Drug shortages continue to strain hospital operations, budgets, and clinical teams. With 75% of pharmacy leaders citing shortages as their most urgent challenge and shortage-related labor costs approaching $900M each year, multi-hospital systems need stronger system-level coordination.
Rising national drug spending, which increased by 11.4% in 2024, adds even more pressure on leaders to move from isolated, site-specific tactics to unified shortage response.

For large health systems, rebalancing inventory across hospitals is one of the most effective ways to protect patient care during volatile supply conditions. A unified, predictive approach transforms reactive “fire drills” into coordinated system-level action.
Step 1: Get the Right Data in Place Before Redistributing Inventory
System-level redistribution requires a complete and accurate picture of supply and demand across every facility. The right data ensures decisions are grounded in real risk rather than assumptions or incomplete reporting.

Inventory on Hand (IOH)
IOH establishes a clear view of how supply is distributed across the system. It highlights concentrated stock, emerging shortages, and surplus inventory that could support hospitals with greater need. Reliable IOH is the foundation for any redistribution effort.
Days on Hand (DOH)
DOH measures how long each hospital’s inventory will last under typical utilization. It normalizes comparisons across hospitals of different sizes and complexity and helps leaders prioritize movement based on depletion risk rather than volume alone.
Usage Trends and Demand Variability
Hospitals within a system experience different acuity patterns and clinical demands. Understanding consumption trends helps avoid removing supply from facilities that may face sudden surges. This insight supports more stable and predictable redistribution.
Predictive Shortage Indicators
Teams need early visibility into drugs that are trending toward shortage so they can act before patient care is affected. ShortageCheck strengthens this visibility by surfacing emerging risks up to 90 days lead time, with an average lead time of 52 days, and ranking the products most likely to impact hospital operations. With shortage workload more than doubling in recent years, early warning signals are essential.
Financial Impact and Contract Visibility
Hospitals can see cost increases of up to 20 percent during shortages, making it essential to understand contract positioning, price implications, and system-level spend before moving inventory. CostCheck provides this critical financial visibility by analyzing pricing variations across facilities, contract terms, and potential alternative products. This approach prevents inventory movements from inadvertently triggering higher costs, compromising contact compliance, and supports stability in a year when national drug spending climbed $50B.
Step 2: Establish Governance for Fast, System-Level Decisions
Effective rebalancing depends on governance that enables quick, consistent decisions across the system. Start by defining who can authorize redistribution, substitution, and allocation changes so action does not stall when supply tightens.
Then, align on system-wide clinical prioritization criteria to ensure that the highest-need patient populations and units receive supply first. Escalation triggers anchored in DOH thresholds and predictive alerts help teams intervene at the right time.
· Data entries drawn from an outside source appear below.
PR #75, opened 2024-03-18
Fixing pipelines

rbudhrani:


qmi/instruments/teraxion/tfn.py
```diff
@@ -399,8 +414,8 @@ def get_manufacturer_name(self) -> str:
         resp = self._read(Teraxion_TFNCommand_GetManufacturerName)
         time.sleep(self.GET_LONG_PROCESS_TIME)
         # get the data after the status bytes and ignore the null bytes
-        manufacturer_name = resp[self.LEN_STATUS_BYTES:]
-        return manufacturer_name.decode("ascii")[:manufacturer_name.find(b"\x00")]
+        manufacturer_name = resp[self.LEN_STATUS_BYTES :]
+        return manufacturer_name.decode("ascii")[: manufacturer_name.find(b"\x00")]
```
heevasti, line 418: Minor: These spaces around the `:` look a bit ugly. Is it Black that's doing that? Anyhow, a preference thing I suppose.

setup.py
```diff
@@ -9,114 +9,109 @@
...
             "astroid==2.12.2",
             "coverage",
-            'pylint',
-            'mypy',
-            "radon",
+            "pylint",
+            "mypy",
             # version bump
-            'bump2version'
+            "bump2version",
```
heevasti, line 86: We could remove `bump2version` in the OSS QMI, as we don't use it here. The releases and versioning is done manually. We can put it back if we get a procedure for releasing using it.

rbudhrani: works for me!

heevasti (dismissed):

heevasti (approved):

PR #78, opened 2024-05-27
77 update zhinstzipython package to zhinstcore

rbudhrani:


rbudhrani:
A new version of the driver using `zhinst-toolkit` instead of `zhinst-core` is the new scope of this ticket.

pieterjbotma (approved):

PR #1035, opened 2020-08-10
Added Javadoc bucket versioning setup restrictions

indalaterre:
Hello, I think that javadoc for the `enableVersioning` should contains information about the setup restrictions.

Finally, establish standardized communication expectations and implement a centralized shortage playbook to keep pharmacy, clinical, and supply-chain teams coordinated when conditions escalate and workload intensifies.
Step 3: Execute Redistribution with Operational Guardrails
With data and governance in place, health systems can move inventory safely and efficiently.
First, IOH, DOH, and utilization data identify which sites can lend supply without compromising their own readiness and which require immediate support. Clinical teams verify appropriateness before every transfer to ensure therapeutic consistency and patient safety.
Next, allocation criteria based on acuity, utilization, and service-line needs keep decisions equitable. A defined approval workflow prevents delays and maintains continuity of care during rapid shifts in supply.
Throughout the process, chain-of-custody standards protect safety and compliance during transfers between hospitals. Clear communication across pharmacy, nursing, and clinical operations ensures each redistribution aligns with care delivery needs.
To streamline this entire process, ShortageCheck supports coordinated execution by prioritizing shortages by risk, aligning teams across sites, and simplifying communication during high-pressure situations.
Step 4: Recognize When Rebalancing Is Not Enough and Plan for What Comes Next
Redistribution has limits. When system-wide DOH declines, when predictive alerts signal sustained national constraints, or when alternatives narrow, leaders must transition from internal shifts to broader mitigation strategies.
Therapeutic and clinical committees may need to activate substitutions and update dispensing workflows, order sets, and documentation. Systems benefit from shifting toward fully predictive mitigation, supported by ShortageCheck’s ability to forecast and prioritize shortages so teams can stabilize supply before issues escalate.
Health systems that rebalance inventory with strong data, consistent governance, and clear operational guardrails can stay ahead of fast-moving shortages. This coordinated approach protects patient care, reduces emergency purchasing, and strengthens readiness for whatever the national supply environment brings next.